В разбойном стане (Седерхольм 1934)/Глава 19/ДО

Материал из Викитеки — свободной библиотеки

[101]
Глава 19-ая.

Камера № 24 ничѣмъ не отличалась отъ предыдущихъ. Было довольно грязно, такъ какъ, вѣроятно по заведенному обыкновенію, окно камеры закрывали досками, и темнота не особенно располагаетъ къ тщательной уборкѣ. Мои догадки подтвердились, и не прошло даже часа, какъ свѣтлый четырехугольникъ окна сталъ уменьшаться, и наконецъ камера погрузилась въ полную темноту. Какъ и въ первый разъ, у лѣваго края окна доска прилегала не плотно, и узкая полоска свѣта чуть чуть освѣщала лѣвую стѣнку оконной амбразуры.

Съ невольной ироніей я сравнилъ мои теперешнія ощущенія съ тѣми, что я испыталъ въ первый разъ, когда попалъ въ секретку. Тогда меня все поражало и повергало въ отчаяніе. Теперь — умудренный уже тюремнымъ опытомъ, я только ожесточился, и [102]всѣ издѣвательства и жестокости производили на меня слабое впечатлѣніе. Не берусь судить о томъ, какъ долженъ чувствовать себя интеллигентный человѣкъ, посаженный въ темный каменный ящикъ, за дѣйствительно совершенное имъ преступленіе, но мнѣ кажется, что, если бы я даже чувствовалъ за собой какую либо вину, то при такомъ способѣ воздѣйствія, у меня не появилось бы раскаянія.

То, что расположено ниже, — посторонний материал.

PR #473, opened 2026-09-16
Add optional background subtraction for HST COSMOS and COSMOS-Web sources

FerroYx:
This PR adds optional constant-background subtraction to reduce background-related edge artifacts in catalog galaxy cutouts.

У меня было только одно чувство: бѣшеная, непримиримая злоба къ моимъ мучителямъ, и мысль, что они могутъ восторжествовать надо мной приводила меня въ отчаяніе. Вѣроятно, это чувство, въ связи съ моимъ нервнымъ состояніемъ, дало поводъ тѣмъ многимъ моимъ вспышкамъ и выходкамъ, которыя теперь, оглядываясь на прошлое, я не могу оправдать при всемъ желаніи, такъ какъ иногда онѣ носили совершенно мальчишескій характеръ.

Слава Богу, я былъ снабженъ теплымъ платьемъ, постелью и продуктами, которыхъ при экономномъ расходованіи, мнѣ должно было хватить на 2—3 недѣли. Въ данный моментъ это было самымъ главнымъ, такъ какъ я уже зналъ по опыту, что голодъ и холодъ сильно понижаютъ моральную сопротивляемость.

Съ момента прихода въ камеру № 24, я твердо рѣшилъ заставить себя ѣсть тюремную пищу, и какъ можно экономнѣе расходовать масло, сахаръ, сало и копченую колбасу. Все это я завязалъ въ два носовыхъ платка и помѣстилъ между оконными рамами. Скоропортящіеся продукты я разрѣшилъ себѣ ѣсть.

Такимъ образомъ я приготовился къ „затяжной осадѣ“.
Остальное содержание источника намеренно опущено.